A pesquisadora Ligia Bahia, do Laboratório de Economia Política da Saúde da Universidade Federal do Rio discorda que o consumo das famílias com saúde tenha a ver com o crescimento de clínicas de estética. “A maior causa de morte são as doenças crônicas e os maiores gastos, com remédios”, disse. Inédito, o estudo compilou pesquisas de indústria e comércio, assistência médico-sanitária, sistema de conta nacional e dados da Agência Nacional de Saúde Suplementar.

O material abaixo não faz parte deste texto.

PR #623, opened 2026-06-10
Set dependent initial conditions now uses nonlinear solver for coordinates and linear solver for speeds.

moorepants:


moorepants:
Just noting that I may should change the dep_vars kwarg to dep_q and dep_u (separate them). Not sure though.

PR #104, opened 2015-10-01
Parsing, testing infrastructure, and tests for f32 and f64

sunfishcode:
- support for infinity, NaN with arbitrary bit pattern, and hexadecimal float literals
 - assert_eq_bits and assert_nan for testing floating point results
 - tests for all floating point operators


ml-proto/host/lexer.mll
```diff
@@ -90,10 +90,16 @@ let tick = '\''
...
-let num = ('+' | '-')? digit+
-let hexnum = ('+' | '-')? "0x" hexdigit+
+let sign = ('+' | '-')?
+let num = sign digit+
+let hexnum = sign "0x" hexdigit+
 let int = num | hexnum
-let float = (num '.' digit+) | num ('.' digit+)? ('e' | 'E') num
+let float = (num '.' digit+)
+          | num ('.' digit+)? ('e' | 'E') num
+          | sign "0x" hexdigit* '.'? hexdigit* 'p' sign digit*
```
rossberg-chromium: This would allow weird things like `0xp` or `0x.p` to be valid float literals. Is that intended?

rossberg-chromium:
I would prefer kicking out the existing `assert_eq` and rename `assert_eq_bits` to it. There is no good reason to ever use the former. (I feel somewhat strongly about this because we actually had this very situation in the V8 test suite, which provides both AssertEqual and AssertSame. Everybody was intuitively using the former, because it has the more natural name. At some point we discovered that many tests actually were broken because of this, and not testing what the authors thought they would. And that had been hiding some real bugs in the features being tested.)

Cresce número de usuários de planos privados de saúde

A aposentada Olga Martins Teixeira, de 66 anos, recebe mensalmente cerca de R$ 660. Para pagar as despesas da casa, conta também com a pensão da mãe de 87 anos: R$ 440. As duas gastam juntas com plano de saúde cerca de R$ 480, quase metade do que recebem. Sem contar despesas com remédios (R$ 200). “Sou hipertensa e minha mãe precisa de remédios para fraturas que sofreu”, conta. Sobra pouco para despesas como aluguel e alimentação. Por isso, Olga precisou voltar ao mercado e hoje trabalha como secretária. “Sem uma complementação, é impossível pagar as despesas.”

Olga está entre os 18,5% da população que, em 2005, tinha plano de saúde, segundo o IBGE. Em 2007, a cobertura chegou a 20%, pelos dados da Agência Nacional de Saúde Suplementar. Em junho de 2005, os 34 milhões de associados estavam vinculados a 1.260 operadoras. A maior taxa de cobertura foi registrada em São Paulo (35,7% da população), e a menor, em Roraima (2,3%). Entre 2000 e 2005, o número de operadoras de planos médico-hospitalares caiu 16,3%, mas o total de beneficiários cresceu 11%. A receita das operadoras passou de R$ 21,8 bilhões para R$ 36,4 bilhões entre 2000 e 2005, alta de 67,3%, em termos nominais.

A pesquisadora da Fiocruz Angélica Borges dos Santos, que colaborou com o IBGE, disse que ter plano de saúde “virou uma questão de status” no País. “Saúde não é bem de consumo, ela deve ser pautada pela necessidade.” Para a pesquisadora Ligia Bahia, da Universidade Federal do Rio, o SUS não atingiu a meta de ser universal: “Quem pode pagar tem acesso a medicamentos de ponta. É um padrão que impede a melhoria de indicadores.”